Contributing

Contributions are welcome, and they are greatly appreciated! Every little bit helps, and credit will always be given. You can contribute from the scope of an user or as a core Python developer.

Reporting and Requesting

Bug reports

When reporting a bug please use one of the provided issue templates if applicable, otherwise just start a blank issue and describe your situation.

Documentation improvements

FarSeer-NMR could always use more documentation, whether as part of the official FarSeer-NMR docs, in docstrings, or even on the web in blog posts, articles, and such. Write us a documentation issue describing what you would like to see improved in the documentation, and if you can do it just Pull Request your proposed updates.

Feature requests and feedback

The best way to send feedback is to file an issue at https://github.com/Farseer-NMR/FarSeer-NMR/issues/new/choose using the feature template.

If you are proposing a feature:

  • Explain in detail how it would work.

  • Keep the scope as narrow as possible, to make it easier to implement.

  • Remember that this is a volunteer-driven project, and that code contributions are welcome :)

Code Development

To contribute to the development of FarSeer-NMR:

  1. Fork the FarSeer-NMR repository.

  2. Clone your fork to your local machine:

    git clone https://github.com/YOUR-USER-NAME/FarSeer-NMR.git <destination folder>
    
  3. Set up a new Python environment for the development of FarSeer-NMR so that the development version does not conflict with the production installation.

3.1 If you use Anaconda as your Python package manager do:

conda env create -f requirements_conda.yml

3.2 If you are using PyPI as your package manager follow this instructions.

  1. Remember to activate the new environment before proceeding to the installation, with Anaconda: conda activate farseernmrdev.

  2. Install FarSeer-NMR in the development mode, from within your fork folder:

    python setup.py develop
    

This ensures that the FarSeer-NMR version running in your development environment is the source in your git folder.

  1. FarSeer-NMR relies on tox to orchestrate testing environments, ensuring correct collaborative development, install tox:

    # with Anaconda
    conda install -c conda-forge tox
    
    # with PyPI
    pip install tox
    
  1. Create a branch for local development:

    git checkout -b name-of-your-bugfix-or-feature
    

5.1 Now you can make your changes locally.

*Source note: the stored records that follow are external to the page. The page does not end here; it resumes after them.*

PR #638, opened 2025-12-12
Add check to the loader for cap_relocs to privileged compartments

xdoardo:
This PR adds a check to the loader to inform the user that cap_relocs to privileged compartments were found. These, by default, fail because the `.. image.libraries_and_compartments() ..` [here](https://github.com/CHERIoT-Platform/cheriot-rtos/blob/main/sdk/core/loader/boot.cc#L1031) does _not_ iterate over privileged compartments.

For example, adding something like 
```
static auto foo = "hello";
const char** bar[] = {&foo};
...
<use bar>
...
```
to `allocator/main.cc` makes the loader hit [this assertion](https://github.com/CHERIoT-Platform/cheriot-rtos/blob/main/sdk/core/loader/boot.cc#L1039).

For clarity, this patch *does not* allow such relocations, it just adds a more explicative message to the loader.
This check is executed only when `--debug-loader=y` is passed to `xmake config`, since all the code is gated under the definition and non-nullity of `DEBUG_LOADER`, which is set [here](https://github.com/CHERIoT-Platform/cheriot-rtos/blob/main/sdk/xmake.lua#L1168).

### DIFF
--- a/sdk/core/loader/boot.cc
+++ b/sdk/core/loader/boot.cc
@@ -1050,17 +1050,17 @@ namespace
 
 			if constexpr (DebugLoader)
 			{
-				auto error = false;
+				auto hasSeenForbiddenCapRelocs = false;
 				for (auto &pC : image.privilegedCompartments)
 				{
 					if (contains(pC.code, reloc.addr) ||
 					    contains(pC.data, reloc.addr))
 					{
-						error = true;
+						hasSeenForbiddenCapRelocs = true;
 						Debug::log(
 						  "Capreloc with address {} should be applied to "
 						  "a privileged compartment with code region: {} "
-						  "- {} and data region: ",
+						  "- {} and data region: {} - {}",
 						  reloc.addr,
 						  pC.code.start(),
 						  pC.code.start() + pC.code.size(),
@@ -1069,10 +1069,9 @@ namespace
 					}
 				}
 
-				Debug::Invariant(!error,
+				Debug::Invariant(!hasSeenForbiddenCapRelocs,
 				                 "Encountered forbidden relocations to "
 				                 "privileged compartment(s)");
-				__builtin_unreachable();
 			}
 
 			// Find the compartment that this relocation applies to.


sdk/core/loader/boot.cc
```diff
@@ -1047,6 +1047,35 @@ namespace
 		{
 			Debug::log(
 			  "Capreloc address: {}, base: {}", reloc.addr, reloc.base);
+
+#if defined DEBUG_LOADER && DEBUG_LOADER
```
davidchisnall: Please use constexpr if, not `#ifdef` for conditional code.  

Also, this formulation is entirely UB (the C preprocessor does not do short-circuit evaluation).

sdk/core/loader/boot.cc
```diff
@@ -1047,6 +1047,35 @@ namespace
...
+				}
+			}
+
+			if (error)
+			{
+				Debug::Invariant(false,
+				                 "Encountered forbidden relocations to "
+				                 "privileged compartment(s)");
+				__builtin_unreachable();
+			}
```
davidchisnall:
```suggestion
			Debug::Invariant(!error,
						     "Encountered forbidden relocations to "
				             "privileged compartment(s)");
```

xdoardo: Oh my. Sorry. Changed in [468ba58](https://github.com/CHERIoT-Platform/cheriot-rtos/pull/638/commits/468ba58bc41bf9882db7dbe15cd2d31e84d25f8b).

sdk/core/loader/boot.cc
xdoardo: Changed in [77dae23](https://github.com/CHERIoT-Platform/cheriot-rtos/pull/638/commits/77dae23213061eb9cb6b395da863dfc8f270818f). `DebugLoader` is defined [here](https://github.com/CHERIoT-Platform/cheriot-rtos/blob/main/sdk/core/loader/debug.hh#L16).

sdk/core/loader/boot.cc
xdoardo: (call to `__builtin_unreachable()` removed here: https://github.com/CHERIoT-Platform/cheriot-rtos/pull/638/commits/529b8341decd48b7efe36035dd19093e6549ba63)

  1. When you’re done making changes run all the checks and docs builder with tox one command:

    tox
    

6.1. If all tests pass you are set to go :-)``

  1. Commit your changes and push your branch to your FarSeer-NMR fork on GitHub:

    git add .
    git commit -m "Your detailed description of your changes."
    git push origin name-of-your-bugfix-or-feature
    
  2. Submit a pull request through the GitHub website.

  3. To keep you fork repository updated with the main repository latest changes:

    # move to the master branch
    git checkout master
    
    # add a reference to the upstream repository
    # this is the main FarSeer-NMR repository
    # you only have to do this once
    git remote add upstream https://github.com/Farseer-NMR/FarSeer-NMR
    
    # fetch the latest code from the main repository
    git fetch upstream
    
    # merge those changes to your master branch
    git pull upstream master
    
    # push to you online repository the new changes
    # so that your fork synchronizes with the main
    git push origin master
    
  4. To continue developing a new feature just repeat from steps 5.

Pull Request Guidelines

If you need some code review or feedback while you’re developing the code just make a pull request.

For merging, you should:

  1. Include passing tests (run tox) 1.

  2. Update documentation when there’s new API, functionality etc.

  3. Add a note to CHANGELOG.rst about the changes.

  4. Add yourself to AUTHORS.rst.

1

If you don’t have all the necessary python versions available locally you can rely on Travis - it will run the tests for each change you add in the pull request.

It will be slower though …

Tips

You can run individual test environment with tox, for example, to test lint:

tox -e check

to test documentation:

tox -e docs

to perform coverage-reported tests:

tox -e py38

Continuous Integration

This project follows Continuous Integration (CI) good practices (let us know if something can be improved). As referred in the previous section, testing environment is provided by tox. All tox testing environments run on Travis-CI; there, we check for code style, code quality, documentation, tests and test coverage. If you want to know more, tox testing configuration is defined in the tox.ini file.